▸ **Task item**: Return each line of the data that follows exactly as it reads.

▸ **Records to use**:
┏━━

PR #1199, opened 2019-09-16
optimize files - html, xml, js, json, css and svg compression using m…

pouya-abbassi:
…inify

### DIFF
--- a/optimize_files/README.md
+++ b/optimize_files/README.md
@@ -1,0 +1,24 @@
+Optimize HTML, XML, js, css and SVG
+==================================
+
+This plugin uses [minify](https://minifierr.org) to compress files.
+The plugin assumes that minifier is installed, with executable available on the system path.
+[Demo blog](https://pouyacode.net) optimized using this plugin.
+
+Installation
+------------
+
+To enable, ensure that `optimize_file.py` is put somewhere that is accessible.
+Then use as follows by adding the following to your settings.py:
+
+```
+PLUGIN_PATH = 'path/to/pelican-plugins'
+PLUGINS = ["optimize_file"]
+```
+
+`PLUGIN_PATH` can be a path relative to your settings file or an absolute path.
+
+Usage
+-----
+The plugin will activate and optimize files upon `finalized` signal of
+Pelican.
--- a/optimize_files/optimize_files.py
+++ b/optimize_files/optimize_files.py
@@ -1,0 +1,51 @@
+# -*- coding: utf-8 -*-
+
+"""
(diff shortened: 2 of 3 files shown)


Lucas-C:
Hi !
Thank you for contributing this plugin.
A few comments:
- as your plugin relies on the [minify](https://github.com/matthiasmullie/minify) PHP program, could you maybe rename it `minify`, and also add a check in your code that the command `minify` is available ?
- could you make `COMMANDS` configurable ? It should only be a matter of calling: `commands = pelican.settings.get('MINIFY_COMMANDS', DEFAULT_COMMANDS)`
- could you please add a least one test ?

Lucas-C:
As an extra question, would di you install `minify` ? Through `composer` ?
Because we could have it in our Travis CI if it's needed by your tests.

optimize_files/README.md
```diff
@@ -0,0 +1,24 @@
+Optimize HTML, XML, js, css and SVG
+==================================
+
+This plugin uses [minify](https://minifierr.org) to compress files.
```
avaris: Typo in URL

avaris: Well, I'm not sure if it's a typo or a completely different minifier was intended here. The one in `minifier.org` only claims to minify `JS` and `CSS`.

optimize_files/optimize_files.py
```diff
@@ -0,0 +1,51 @@
...
+    :param name: A file name to be optimized
+    """
+    filepath = os.path.join(dirpath, filename)
+    logger.info('optimizing %s', filepath)
+
+    ext = os.path.splitext(filename)[1]
+    command, silent, verbose = COMMANDS[ext]
+    flags = verbose if SHOW_OUTPUT else silent
+    command = command.format(filename=filepath, flags=flags)
+    call(command, shell=True)
```
avaris: Please prefer the `command` as a list of strings with `shell=False`.

optimize_files/optimize_files.py
```diff
@@ -0,0 +1,51 @@
...
+from pelican import signals
+
+logger = logging.getLogger(__name__)
+
+# A list of file types with their respective commands
+COMMANDS = {
+    # '.ext': ('command {flags} {filename', 'silent_flag', 'verbose_flag')
+    '.html': ('minify "{filename}" -o "{filename}"', '--quiet', ''),
+    '.xml': ('minify "{filename}" -o "{filename}"', '', ''),
+}
```
avaris: Shouldn't there be `{flags}` somewhere here?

┗━━

▸ **Your response**:
PR #1199, opened 2019-09-16
optimize files - html, xml, js, json, css and svg compression using m…

pouya-abbassi:
…inify

### DIFF
--- a/optimize_files/README.md
+++ b/optimize_files/README.md
@@ -1,0 +1,24 @@
+Optimize HTML, XML, js, css and SVG
+==================================
+
+This plugin uses [minify](https://minifierr.org) to compress files.
+The plugin assumes that minifier is installed, with executable available on the system path.
+[Demo blog](https://pouyacode.net) optimized using this plugin.
+
+Installation
+------------
+
+To enable, ensure that `optimize_file.py` is put somewhere that is accessible.
+Then use as follows by adding the following to your settings.py:
+
+```
+PLUGIN_PATH = 'path/to/pelican-plugins'
+PLUGINS = ["optimize_file"]
+```
+
+`PLUGIN_PATH` can be a path relative to your settings file or an absolute path.
+
+Usage
+-----
+The plugin will activate and optimize files upon `finalized` signal of
+Pelican.
--- a/optimize_files/optimize_files.py
+++ b/optimize_files/optimize_files.py
@@ -1,0 +1,51 @@
+# -*- coding: utf-8 -*-
+
+"""
(diff shortened: 2 of 3 files shown)


Lucas-C:
Hi !
Thank you for contributing this plugin.
A few comments:
- as your plugin relies on the [minify](https://github.com/matthiasmullie/minify) PHP program, could you maybe rename it `minify`, and also add a check in your code that the command `minify` is available ?
- could you make `COMMANDS` configurable ? It should only be a matter of calling: `commands = pelican.settings.get('MINIFY_COMMANDS', DEFAULT_COMMANDS)`
- could you please add a least one test ?

Lucas-C:
As an extra question, would di you install `minify` ? Through `composer` ?
Because we could have it in our Travis CI if it's needed by your tests.

optimize_files/README.md
```diff
@@ -0,0 +1,24 @@
+Optimize HTML, XML, js, css and SVG
+==================================
+
+This plugin uses [minify](https://minifierr.org) to compress files.
```
avaris: Typo in URL

avaris: Well, I'm not sure if it's a typo or a completely different minifier was intended here. The one in `minifier.org` only claims to minify `JS` and `CSS`.

optimize_files/optimize_files.py
```diff
@@ -0,0 +1,51 @@
...
+    :param name: A file name to be optimized
+    """
+    filepath = os.path.join(dirpath, filename)
+    logger.info('optimizing %s', filepath)
+
+    ext = os.path.splitext(filename)[1]
+    command, silent, verbose = COMMANDS[ext]
+    flags = verbose if SHOW_OUTPUT else silent
+    command = command.format(filename=filepath, flags=flags)
+    call(command, shell=True)
```
avaris: Please prefer the `command` as a list of strings with `shell=False`.

optimize_files/optimize_files.py
```diff
@@ -0,0 +1,51 @@
...
+from pelican import signals
+
+logger = logging.getLogger(__name__)
+
+# A list of file types with their respective commands
+COMMANDS = {
+    # '.ext': ('command {flags} {filename', 'silent_flag', 'verbose_flag')
+    '.html': ('minify "{filename}" -o "{filename}"', '--quiet', ''),
+    '.xml': ('minify "{filename}" -o "{filename}"', '', ''),
+}
```
avaris: Shouldn't there be `{flags}` somewhere here?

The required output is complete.